→ REQUIRED WORK: The answer must be every entry, given again word for word.

= Beginning of Section =

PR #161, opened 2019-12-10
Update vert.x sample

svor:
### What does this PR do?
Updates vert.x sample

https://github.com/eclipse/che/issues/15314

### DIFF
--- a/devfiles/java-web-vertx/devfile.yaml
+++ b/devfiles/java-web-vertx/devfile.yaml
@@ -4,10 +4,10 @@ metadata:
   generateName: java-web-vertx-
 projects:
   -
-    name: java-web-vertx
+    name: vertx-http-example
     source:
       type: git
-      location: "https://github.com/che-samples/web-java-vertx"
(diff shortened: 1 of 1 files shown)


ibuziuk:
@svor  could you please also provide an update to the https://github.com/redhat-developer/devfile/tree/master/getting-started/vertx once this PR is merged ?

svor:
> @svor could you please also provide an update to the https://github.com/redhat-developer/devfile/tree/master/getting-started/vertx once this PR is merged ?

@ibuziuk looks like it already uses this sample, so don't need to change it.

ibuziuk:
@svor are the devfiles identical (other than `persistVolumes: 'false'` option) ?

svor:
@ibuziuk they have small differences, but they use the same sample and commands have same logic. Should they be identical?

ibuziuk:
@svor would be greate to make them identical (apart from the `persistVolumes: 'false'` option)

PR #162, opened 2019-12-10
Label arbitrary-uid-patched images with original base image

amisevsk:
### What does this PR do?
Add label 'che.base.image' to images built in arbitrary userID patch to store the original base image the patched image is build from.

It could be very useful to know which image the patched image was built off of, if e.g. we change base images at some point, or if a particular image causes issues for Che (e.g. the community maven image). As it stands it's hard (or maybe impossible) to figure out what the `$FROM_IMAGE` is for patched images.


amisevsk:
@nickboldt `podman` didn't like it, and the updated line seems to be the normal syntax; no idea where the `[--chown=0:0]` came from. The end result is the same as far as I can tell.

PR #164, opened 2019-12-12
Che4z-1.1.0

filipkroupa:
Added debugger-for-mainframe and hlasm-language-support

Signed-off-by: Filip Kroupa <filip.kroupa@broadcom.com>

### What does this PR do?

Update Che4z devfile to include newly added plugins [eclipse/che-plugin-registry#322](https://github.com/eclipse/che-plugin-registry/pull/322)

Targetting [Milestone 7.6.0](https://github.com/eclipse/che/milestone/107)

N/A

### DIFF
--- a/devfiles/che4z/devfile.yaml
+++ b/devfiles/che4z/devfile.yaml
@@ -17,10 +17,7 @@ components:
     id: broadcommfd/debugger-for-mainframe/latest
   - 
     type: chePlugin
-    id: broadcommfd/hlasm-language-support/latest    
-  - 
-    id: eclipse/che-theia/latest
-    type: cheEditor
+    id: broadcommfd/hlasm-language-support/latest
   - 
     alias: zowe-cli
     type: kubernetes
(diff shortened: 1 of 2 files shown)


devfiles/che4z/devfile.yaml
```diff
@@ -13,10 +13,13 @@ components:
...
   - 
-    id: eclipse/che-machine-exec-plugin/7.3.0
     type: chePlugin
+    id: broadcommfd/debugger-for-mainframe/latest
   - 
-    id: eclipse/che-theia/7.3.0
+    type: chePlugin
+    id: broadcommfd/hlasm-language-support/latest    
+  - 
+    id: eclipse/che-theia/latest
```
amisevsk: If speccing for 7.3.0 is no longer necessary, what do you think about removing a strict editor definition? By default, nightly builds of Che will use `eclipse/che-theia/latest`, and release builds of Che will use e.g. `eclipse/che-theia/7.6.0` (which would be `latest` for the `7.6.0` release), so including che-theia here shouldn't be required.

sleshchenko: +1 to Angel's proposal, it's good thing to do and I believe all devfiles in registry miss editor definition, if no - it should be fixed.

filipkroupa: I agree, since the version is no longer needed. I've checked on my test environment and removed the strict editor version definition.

= End of Section =

→ REPLY TO THE EXERCISE:
PR #161, opened 2019-12-10
Update vert.x sample

svor:
### What does this PR do?
Updates vert.x sample

https://github.com/eclipse/che/issues/15314

### DIFF
--- a/devfiles/java-web-vertx/devfile.yaml
+++ b/devfiles/java-web-vertx/devfile.yaml
@@ -4,10 +4,10 @@ metadata:
   generateName: java-web-vertx-
 projects:
   -
-    name: java-web-vertx
+    name: vertx-http-example
     source:
       type: git
-      location: "https://github.com/che-samples/web-java-vertx"
(diff shortened: 1 of 1 files shown)


ibuziuk:
@svor  could you please also provide an update to the https://github.com/redhat-developer/devfile/tree/master/getting-started/vertx once this PR is merged ?

svor:
> @svor could you please also provide an update to the https://github.com/redhat-developer/devfile/tree/master/getting-started/vertx once this PR is merged ?

@ibuziuk looks like it already uses this sample, so don't need to change it.

ibuziuk:
@svor are the devfiles identical (other than `persistVolumes: 'false'` option) ?

svor:
@ibuziuk they have small differences, but they use the same sample and commands have same logic. Should they be identical?

ibuziuk:
@svor would be greate to make them identical (apart from the `persistVolumes: 'false'` option)

PR #162, opened 2019-12-10
Label arbitrary-uid-patched images with original base image

amisevsk:
### What does this PR do?
Add label 'che.base.image' to images built in arbitrary userID patch to store the original base image the patched image is build from.

It could be very useful to know which image the patched image was built off of, if e.g. we change base images at some point, or if a particular image causes issues for Che (e.g. the community maven image). As it stands it's hard (or maybe impossible) to figure out what the `$FROM_IMAGE` is for patched images.


amisevsk:
@nickboldt `podman` didn't like it, and the updated line seems to be the normal syntax; no idea where the `[--chown=0:0]` came from. The end result is the same as far as I can tell.

PR #164, opened 2019-12-12
Che4z-1.1.0

filipkroupa:
Added debugger-for-mainframe and hlasm-language-support

Signed-off-by: Filip Kroupa <filip.kroupa@broadcom.com>

### What does this PR do?

Update Che4z devfile to include newly added plugins [eclipse/che-plugin-registry#322](https://github.com/eclipse/che-plugin-registry/pull/322)

Targetting [Milestone 7.6.0](https://github.com/eclipse/che/milestone/107)

N/A

### DIFF
--- a/devfiles/che4z/devfile.yaml
+++ b/devfiles/che4z/devfile.yaml
@@ -17,10 +17,7 @@ components:
     id: broadcommfd/debugger-for-mainframe/latest
   - 
     type: chePlugin
-    id: broadcommfd/hlasm-language-support/latest    
-  - 
-    id: eclipse/che-theia/latest
-    type: cheEditor
+    id: broadcommfd/hlasm-language-support/latest
   - 
     alias: zowe-cli
     type: kubernetes
(diff shortened: 1 of 2 files shown)


devfiles/che4z/devfile.yaml
```diff
@@ -13,10 +13,13 @@ components:
...
   - 
-    id: eclipse/che-machine-exec-plugin/7.3.0
     type: chePlugin
+    id: broadcommfd/debugger-for-mainframe/latest
   - 
-    id: eclipse/che-theia/7.3.0
+    type: chePlugin
+    id: broadcommfd/hlasm-language-support/latest    
+  - 
+    id: eclipse/che-theia/latest
```
amisevsk: If speccing for 7.3.0 is no longer necessary, what do you think about removing a strict editor definition? By default, nightly builds of Che will use `eclipse/che-theia/latest`, and release builds of Che will use e.g. `eclipse/che-theia/7.6.0` (which would be `latest` for the `7.6.0` release), so including che-theia here shouldn't be required.

sleshchenko: +1 to Angel's proposal, it's good thing to do and I believe all devfiles in registry miss editor definition, if no - it should be fixed.

filipkroupa: I agree, since the version is no longer needed. I've checked on my test environment and removed the strict editor version definition.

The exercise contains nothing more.